Norilsk Nickel and scientists from a Russian institute will create an AI platform for designing new materials based on precious metals

Norilsk Nickel and the Institute of General and Inorganic Chemistry named after. N. S. Kurnakov of the Russian Academy of Sciences (IGNKh RAS) will join forces to develop artificial intelligence that will design new materials based on precious metals for specific industrial tasks.

The Institute of Inorganic Chemistry and Chemistry of the Russian Academy of Sciences, one of Russia's leading centers for the synthesis and study of new inorganic substances and materials, has accumulated tens of thousands of measurement results over decades: the composition of materials, their structure, physicochemical, mechanical and functional properties. The institute will provide this array of real experimental data, which previously existed separately in reports and archives, to Norilsk Nickel for training AI algorithms. At the first stage, it is planned to collect at least a thousand unique compounds with measured characteristics.
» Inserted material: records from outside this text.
PR #219, opened 2023-10-25
Config refactor

jakethekoenig:
Sorry this ended up being such a large PR. I wanted to do this before I added a couple of settings I wanted but looking at it I'm not 100% sure it was worth it to do right now.

Changes:
* The config is made by clients before being passed to Session. The one thing I didn't like about this change is it makes it hard to know what to do with error messages. 
* The config adds its fields to argparser so new settings can be added in one place and be settable by flag or file.
* The ConfigManager is now just Config
* Some things were importing mentat_dir_path from config but it's defined in utils so I fixed that.
* Three fields maintained by CodeContext are now in the Config. As the CodeContextSettings only had 2 attributes I got rid of it.
* I added a temperature flag.

Things I would like to do in future PRs:
* A `/config` command to change the config (I was going to do that in this PR but it ended up being a much bigger change than I anticipated)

Norilsk Nickel, in turn, brings to the partnership competencies in the field of artificial intelligence and a deep understanding of the microstructure of different classes of palladium-based materials. As explained in the company's statement, the agreement with the Institute of General Economy of the Russian Academy of Sciences will allow us to move to the next step: generating new materials by training digital materials science algorithms on an array of real experimental data.

The task of the platform will be to design new palladium-containing materials under the required conditions of specific technological processes.

One of the practical requests that the platform is designed to serve is the search for an alternative to gold in microelectronics. The global microelectronics industry consumes about 250 tons of gold annually: it is used in coatings of printed circuit board pads, connecting wires and tracks. Gold is well suited for these tasks – it is absolutely corrosion-resistant, electrically conductive, and ductile. But the entire industry is consistently moving towards cheaper technologies, and here palladium is an ideal candidate for a replacement: it is three times cheaper than gold and almost twice as light.

The trend towards miniaturization and the desire to reduce the thickness of coatings by a factor of two already demonstrates the inability of existing materials to provide target properties at ultra-small thicknesses and dictates the need to search for next-generation materials.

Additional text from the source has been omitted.